CWRU, City of Cleveland implement new intervention strategies to reduce juvenile crime

Anna Giubileo, Staff Reporter

Case Western Reserve University is extending its partnership with the City of Cleveland and two Cleveland police departments through training and implementing strategies concerning intervention and family services with a focus on reducing juvenile crimes.

The Cleveland Metropolitan Housing Authority Police Department and the Cleveland Police Department (CPD) have been awarded a grant totalling close to $1 million so that they can create a “first social responder” taskforce to intervene with juvenile offenders and their families.

With the help of local company Beech Brook, whose services range from job training, financial advice, family counseling and general intervention, programs will be provided for the program participants.

Mark Singer, the Leonard W. Mayo Professor in Family and Child Welfare at the Jack, Joseph and Morton Mandel School of Applied Social Sciences, has worked with the involved departments for similar initiatives in the past.

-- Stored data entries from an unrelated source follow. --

PR #94, opened 2024-08-30
Info from Francis

mikemckiernan:
Review HTML: https://nvidia.github.io/cloud-native-docs/review/pr-94/gpu-operator/latest/platform-support.html#supported-operating-systems-and-kubernetes-platforms

### DIFF
--- a/gpu-operator/platform-support.rst
+++ b/gpu-operator/platform-support.rst
@@ -311,8 +311,8 @@ The GPU Operator has been validated in the following scenarios:
 
        * - | Red Hat
            | Enterprise
-           | Linux 8.4,
-           | 8.6---8.9
+           | Linux 8.6,
+           | 8.8, 8.10
          - 1.22---1.30
          -
          -


mikemckiernan:
@francisguillier, PTAL about the RHEL 8.10 update when you get a chance.

francisguillier:
yes, looks very good.

annex: I need to figure out the situation for HPE Ezmeral Runtime Enterprise - but we can publish this PR.

thanks @mikemckiernan !

francisguillier:
@mikemckiernan 
I just realize we need to make the change here as well:
https://docs.nvidia.com/datacenter/cloud-native/gpu-operator/latest/platform-support.html#supported-operating-systems-and-kubernetes-platforms

"Red Hat
Enterprise
Linux 8.4,
8.6—8.9"

should be replaced with

"Red Hat
Enterprise
Linux 8.6,
8.8, 8.10"

PR #98, opened 2024-09-10
Troubleshoot nouveau

mikemckiernan:
Review HTML: https://nvidia.github.io/cloud-native-docs/review/pr-98/gpu-operator/latest/troubleshooting.html#gpu-operator-validator-failed-to-create-pod-sandbox

@francisguillier, PTAL.


francisguillier:
@mikemckiernan 
the content is good but I think the NVEX team wanted a note in the install guide to mention that NOUVEAU must be disabled on the nodes before installing GPU operator. Otherwise the driver container deployment will fail.

PR #114, opened 2024-10-18
Update BM and VMs to OCP 4.17

mikemckiernan:
@francisguillier, PTAL.  Is this table the only update?  

https://nvidia.github.io/cloud-native-docs/review/pr-114/gpu-operator/latest/platform-support.html#supported-operating-systems-and-kubernetes-platforms

We don't update the table a little further down for virtualization?

https://nvidia.github.io/cloud-native-docs/review/pr-114/gpu-operator/latest/platform-support.html#support-for-kubevirt-and-openshift-virtualization

TY!


francisguillier:
yes you are right, we should update it too in the virtualization table.
the change you did on the other tables look good to me.

PR #126, opened 2024-11-08
Add ubuntu24.04 to list of supported platforms

elezar:


mikemckiernan (approved):
LGTM, TY as always!

mikemckiernan:
I tagged and pushed, btw.

PR #133, opened 2024-12-03
Specify namespace when getting GPU driver upgrade events

cdesiniotis:
Events are namespace-scoped. The GPUDriverUpgrade events are associated with Node objects and are emitted in the default namespace. This aligns with the Node events generated by the kubelet, which also show up in the default namespace.


mikemckiernan (approved):
That's valuable information, TY!

PR #137, opened 2024-12-16
Update platform-support.rst

a-mccarthy:


mikemckiernan:
Thanks for the fixups on the VMware typos!  LGTM.

All the cloud-native projects require submitters to sign their commits--that's the DCO check.  My recollection is that I used [GPG to create a key](https://docs.github.com/en/authentication/managing-commit-signature-verification/generating-a-new-gpg-key), but it has been a while.

a-mccarthy:
thanks @mikemckiernan! I'm working on getting my key set up for signing so i can fix the commit here

mikemckiernan (approved):
LGTM, thanks again!

PR #139, opened 2024-12-22
Fix the option path for disabling OpenShift Driver Toolkit

empovit:


a-mccarthy (approved):
looks good to me, thanks @empovit

PR #142, opened 2025-01-17
Update theme

mikemckiernan:
This is a doozie to review.  I suppose I can break it up into smaller parts if you find it a hassle to review.


a-mccarthy:
Talked with @mikemckiernan about this PR. I think the changes look good. 

Some notes on the changes:
* The version picker is not working in the preview b/c it relies on a change to an internal repo that helps to build/publish the docs. This _should_ not be an issue on the live site once everything is merged.
* Updates to using a version1.json file instead of the current version.json file to align with the theme requirements. When we release a new version we only need to update the version1.json file for the new component.
* The code block to create a table of contents is no longer needed for pages. This is handled automatically by the theme.

PR #151, opened 2025-01-29
Align container tags

mikemckiernan:


.github/workflows/docs-build.yaml
```diff
@@ -10,7 +10,7 @@ on:
 env:
   REGISTRY: ghcr.io
   IMAGE_NAME: ${{ github.repository }}
-  TAG: 0.3.0
+  TAG: 0.4.0
```
mikemckiernan, line 13: I need to update this tag so that when it's merged the build noticed that `0.4.0` does not exist and builds the `0.4.0` image that has the updated theme and so on.

a-mccarthy (approved):

.gitlab-ci.yml
```diff
@@ -1,7 +1,7 @@
 variables:
   CONTAINER_TEST_IMAGE: "${CI_REGISTRY_IMAGE}:${CI_COMMIT_REF_SLUG}"
   CONTAINER_RELEASE_IMAGE: "${CI_REGISTRY_IMAGE}:0.5.0"
-  BUILDER_IMAGE: ghcr.io/nvidia/cloud-native-docs:0.2.0
+  BUILDER_IMAGE: ghcr.io/nvidia/cloud-native-docs:0.4.0
```
mikemckiernan, line 4: This needs to match the ghcr.io image so that the HTML is identical.

mikemckiernan (commented):
PLMK if I can clarify anything or if anything is concerning.

PR #152, opened 2025-01-30
remove Debian 10/CentOS7/RHEL7/Ubuntu18 from container toolkit supported platforms

a-mccarthy:


elezar (approved):

jgehrcke:
Let's always take a few seconds and summarize the motivation/reason for a change! :) Thanks!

“The earlier you can intervene when someone has committed a crime, the more likely you are to help that person turn their life around,” Singer explained to the Daily.

The grant also allows for police officers to provide additional training in working with at-risk youth, another method used in juvenile crime prevention and intervention.

Thomas McCartney, commander of the CPD’s Third District, said, “Hopefully, this program will help limit crime at its source by providing what’s needed to families.”

Rather than working to penalize and discipline youth involved in illegal activities and crimes, this grant will allow Cleveland to provide the resources necessary to step in and help find a resolution to the problem of juvenile delinquency.  

“In a police officer’s belt, he or she has a gun, Taser, a baton, handcuffs, a flashlight—all this equipment,” Singer said. “This partnership hopes to add few more tools to the toolbelt.”